Similarly, once a physical phenomenon has been definitely observed, one attempts to explain that phenomenon scientifically by invocation of known processes. For example, if one finds an old coin in the carcass of a fish, a scientific hypothesis could not be suggestion that maybe the flesh of the fish magically transmuted into a coin because no one has ever observed such a process of transmutation to occur. If one speculates that a process occurs which has never been observed, one must first show that it happens before one can use it to explain other phenomena. An example in relatively recent scientific history is the case where Einstein first showed that mass and energy in nuclear reactions become interchangeable according to the formula E-mc^2 before he used that same formula to describe the role of energy in gravity.
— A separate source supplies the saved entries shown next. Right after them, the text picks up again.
PR #455, opened 2021-01-29
[Win] Part 4: Make Boost.Test and Windows happy

fodinabor:
We don't want `min/max` macros or similar weird stuff from Windows headers, thus this adds some defines to remove them.

Boost.Test (in the version 1.70.0 I managed to get running at all (🙄)) did not use tolerance based comparison, thus using some casts and explicit `double`s to get to tolerance based comparisons.

### DIFF
--- a/tests/sycl/math.cpp
+++ b/tests/sycl/math.cpp
@@ -29,6 +29,8 @@
 
 #include <boost/mpl/joint_view.hpp>
 
+#include <cmath>
+
 BOOST_FIXTURE_TEST_SUITE(math_tests, reset_device_fixture)
 
 // list of types classified as "genfloat" in the SYCL standard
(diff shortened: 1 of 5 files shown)


tests/sycl/math.cpp
```diff
@@ -318,14 +320,14 @@ BOOST_AUTO_TEST_CASE_TEMPLATE(math_genfloat_binary, T,
...
-      BOOST_TEST(comp(acc[i++], c) == hypot(comp(acc[0], c), comp(acc[1], c)), tolerance);
-      BOOST_TEST(comp(acc[i++], c) == pow(comp(acc[0], c), comp(acc[1], c)), tolerance);
+      BOOST_TEST(comp(acc[i++], c) == std::atan2<double>(comp(acc[0], c), comp(acc[1], c)), tolerance);
+      BOOST_TEST(comp(acc[i++], c) == std::copysign<double>(comp(acc[0], c), comp(acc[1], c)), tolerance);
+      BOOST_TEST(comp(acc[i++], c) == std::fdim<double>(comp(acc[0], c), comp(acc[1], c)), tolerance);
+      BOOST_TEST(comp(acc[i++], c) == std::fmin<double>(comp(acc[0], c), comp(acc[1], c)), tolerance);
+      BOOST_TEST(comp(acc[i++], c) == std::fmax<double>(comp(acc[0], c), comp(acc[1], c)), tolerance);
+      BOOST_TEST(comp(acc[i++], c) == std::fmod<double>(comp(acc[0], c), comp(acc[1], c)), tolerance);
+      BOOST_TEST(comp(acc[i++], c) == std::hypot<double>(comp(acc[0], c), comp(acc[1], c)), tolerance);
+      BOOST_TEST(comp(acc[i++], c) == std::pow<double>(comp(acc[0], c), comp(acc[1], c)), tolerance);
```
illuhad, line 330: Why do we need the template arguments? I'm not sure we are guaranteed that these are templated functions, I think they might also be overloads.

fodinabor: we could also make that a static_cast, but for some reason, I had to aid Boost here, to use tolerance comparisons..
And as of now (until maybe we got Concepts) the 4th overload has to be a template, if I'm not mistaken: https://en.cppreference.com/w/cpp/numeric/math/atan2

illuhad (approved):

PR #1618, opened 2024-11-27
Warn if buffers are used

illuhad:
Since users seem to stumble over this, and since it is not obvious in a lot of SYCL teaching material, this PR adds a warning when a buffer is used for the first time in an application recommending users to switch to USM.

### DIFF
--- a/include/hipSYCL/sycl/buffer.hpp
+++ b/include/hipSYCL/sycl/buffer.hpp
@@ -20,6 +20,7 @@
 #include <type_traits>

Of course, the observation of a phenomenon and postulation of a process by which to explain it are not strictly separable. For the example above of establishing Einstein’s formula E=mc^2 for an interchange between mass and energy in the context of nuclear reactions, experiments first observed nuclear reactions in which mass and energy were not conserved separately. Then Einstein postulated a combination of mass and energy called mass-energy, to which mass m contributes an effective energy E=mc^2, in order to explain changes in the total mass in a reaction by means of mirrored changes in the total energy of that reaction. This explanation was then additionally tested after the fact, but the first two steps were virtually simultaneous. One must remember that the scientific method is a system of reasoning, not a cook-book procedure.

Nevertheless, the elements of use of the scientific method can be described as follows: 1. Given a particular observed phenomenon to be explained, one formulates a hypothesis, i.e., a possible explanation consistent with previous observations but as yet in principle untested. 2. One constructs and runs an experiment which unambiguously tests the hypothesis. Such an experiment must be reproducible by other experimenters using similar but different equipment and must eliminate ambiguities. Ideally, this latter point means that the experiment should involve the effect of variation of one and only one parameter on one and only one observed variable. In practice, one may not be able to experimentally effect only one variable but statistical methods when properly applied can allow one to construct a rigorous explanation of an observed variable or variables in terms of an experimentally modified variable or variables. One reproduces the same identical experiment repeatedly under identical circumstances. For each variable, the experiment should be run at least 100 times for qualitative results and 1000 for reliable quantitative results. Thus, for a one variable experiment, one must run the experiment one thousand times in order to reliably describe how the value of that variable depends on manipulation of the experimental parameter; for two variables, one must repeat the experiment a million times. This is why particle accelerators like those at CERN or Fermilab continuously run the same experiment over and over again thousands of times day, all day and all night, continuously sometimes even for years. 3. One compares the experimentally measured results with those predicted by the initial hypothesis. If the hypothesis is not consistent with the observed results, then that hypothesis must be discarded. If the hypothesis is consistent but only within strict limitations, then the hypothesis must be modified to apply within those limits. For example, Newton’s law of gravity only applies when the gravitational field is relatively weak; for example, it cannot explain the orbit of Mercury because that planet is so close to the sun that the gravitational effect of the sun’s energy cannot be neglected. Yet, Newton’s law works very well to calculate the orbits of bodies farther from the sun and so it is still used often scientifically- only under appropriate conditions.

“Science” is therefore not a set body of knowledge but a process of understanding the world. That process is never-ending so long as new things exist in the world to be observed.